▶ [Work instructions]: Take each line from the entries that holds "failure" and copy it out.
(Information)
PR #2600, opened 2021-05-18
Remove Excessive Unit Test Logging

jcastrence:
#### Type of change

- Test update

#### Description

- Removed excessive logging in unit tests by changing logging from debug to info in multiple test files

### DIFF
--- a/common/ledger/blkstorage/pkg_test.go
+++ b/common/ledger/blkstorage/pkg_test.go
@@ -24,7 +24,7 @@ import (
 )
 
 func TestMain(m *testing.M) {
-	flogging.ActivateSpec("blkstorage=debug")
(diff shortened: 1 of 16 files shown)


manish-sethi (dismissed):

lindluni:
Just curious, why decrease the log level, unit tests don't dump their logs unless a test fails, why wouldn't we want the tests in debug mode on failure?

jcastrence:
> Just curious, why decrease the log level, unit tests don't dump their logs unless a test fails, why wouldn't we want the tests in debug mode on failure?

We thought it might be better to allow for the developer to turn on debugging for only specific tests to reduce the clutter when unit tests fail, but we've decided this isn't a change worth pursuing anymore.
(End Information)
▶ [Worked solution]:
Just curious, why decrease the log level, unit tests don't dump their logs unless a test fails, why wouldn't we want the tests in debug mode on failure?
> Just curious, why decrease the log level, unit tests don't dump their logs unless a test fails, why wouldn't we want the tests in debug mode on failure?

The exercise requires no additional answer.